Leroi Jones in his book, Blues People, talks about how “colonial America was the complete antithesis of the African’s version of human existence” (p. 4). Africans came to America for a better life and were in turn treated less than human beings. The African’s sole purpose in America was, for the most part, to provide the cheapest agricultural labor possible to procure (Jones, 1963, p. 3). Basically, their main role was to serve as slaves. When they were working in the field music would help them pass the time. I believe that in a way, singing became almost a version of therapy for them; to sing about what they were doing would help the day move faster. All in all music was a way for them to progress with the future. Over time our music has evolved, but it’s necessary for us to remember the past. We talked about artists like Leadbelly in class who sang, “pick a bale of cotton.” Listening to songs like this help us remember our history and see how far we have come from the times of slavery. Artists today sing about it in their music because the singing is a version of therapy for them as well. They can move on and progress into the future by accepting the harsh times in early America. Music will keep evolving like this, and fifty to a hundred years from now different music artists will be singing about our reality now as a means of accepting our culture to move on with their future too.  

Post for Week #2

 

Michael Ventura states in his article, "The DNA of Pop," that "the music we know as American, and that increasingly we separate into sharply defined categories (often according to race and class), is in fact a tapestry of cultures and DNA's 'little pieces' that go back to the beginning of time, an amalgam of affinities bridging what some still claim cannot be bridged" (November, 1994).
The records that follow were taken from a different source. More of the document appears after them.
PR #335, opened 2021-05-19
Add filter type property

cquiroz:
Signed-off-by: Carlos Quiroz <carlos.m.quiroz@gmail.com>

### DIFF
--- a/modules/core/shared/src/main/scala/lucuma/core/enum/FilterType.scala
+++ b/modules/core/shared/src/main/scala/lucuma/core/enum/FilterType.scala
@@ -1,0 +1,48 @@
+// Copyright (c) 2016-2021 Association of Universities for Research in Astronomy, Inc. (AURA)
+// For license information see LICENSE or https://opensource.org/licenses/BSD-3-Clause
+
+package lucuma
+package core
+package enum
+
+import cats.syntax.eq._
+import lucuma.core.util.Enumerated
+
+/**
+ * Enumerated type for filter types.
+ * @group Enumerations (Generated)
+ */
+sealed abstract class FilterType(
+  val tag: String
+) extends Product with Serializable
+
+object FilterType {
+
+  /** @group Constructors */ case object BroadBand extends FilterType("BroadBand")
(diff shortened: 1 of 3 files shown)


rpiaggio (approved):
LGTM

modules/core/shared/src/main/scala/lucuma/core/enum/FilterType.scala
```diff
@@ -0,0 +1,48 @@
...
+  val tag: String
+) extends Product with Serializable
+
+object FilterType {
+
+  /** @group Constructors */ case object BroadBand extends FilterType("BroadBand")
+  /** @group Constructors */ case object NarrowBand extends FilterType("NarrowBand")
+  /** @group Constructors */ case object Combination extends FilterType("Combination")
+  /** @group Constructors */ case object Spectroscopic extends FilterType("Spectroscopic")
+  /** @group Constructors */ case object Engineering extends FilterType("Engineering")
```
swalker2m, line 25: How will these be used?

I wonder if the combination filters should provide a way to get the component values.  If they are a combination of other filters perhaps we should provide a set of `FilterType` or if they are always the same use the underlying type?

swalker2m: From the point of view of the ICTD / Resource, I'm guessing you can't have a combination without having the constituent filters and if you have the constituent filters then you have the combination available.

swalker2m (approved):
Looks good.  :+1:

modules/core/shared/src/main/scala/lucuma/core/enum/FilterType.scala
cquiroz: So this comes essentially because on the UI we want to group filters, on three main categories broadband/narrowband and combinations. I wish I could classify them based on eg the wavelength but there isn't a direct correlation thus it gets classified based on data table

We could create a combination filter that contains two of them but not every combination is allowed,
Nor you can deduce the properties out of the properties of the combined filters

I completely agree with his idea. In class we discussed how you can't talk about music without talking about race and ethnicity. People in America may identify with one specific race or ethnicity, but in the end they are American. They don't call America "the melting pot" for no reason. All kinds of people from different backgrounds come together to create their own culture: American Culture. In a way, music is extremely similar. The DNA of music may come from all different parts but it is all still music. Like Michael Ventura said at the beginning of his article, "it is a small world after all" (November, 1994).  In addition, one common theme throughout history in American music is the recycling of different sounds and influences to create "new" music. Basically new music comes from old music, with its own taste and style incorporated. For example, Elvis "had taken the moves and beats of the 'Big Boy' Crudup and Wynonie Harris and combined them with a singing style based mostly on Dean Martin, of all people (Ventura, 1994). For years people have been moved and influenced by music from the past and taken bits and pieces of old style and put together their own tastes and style with the old to create new music. This isn't just one common theme for Americans though, it is a common theme for music all over the world. Without it, the DNA of Pop wouldn't exist, and for that matter the DNA of all music probably wouldn't exist either.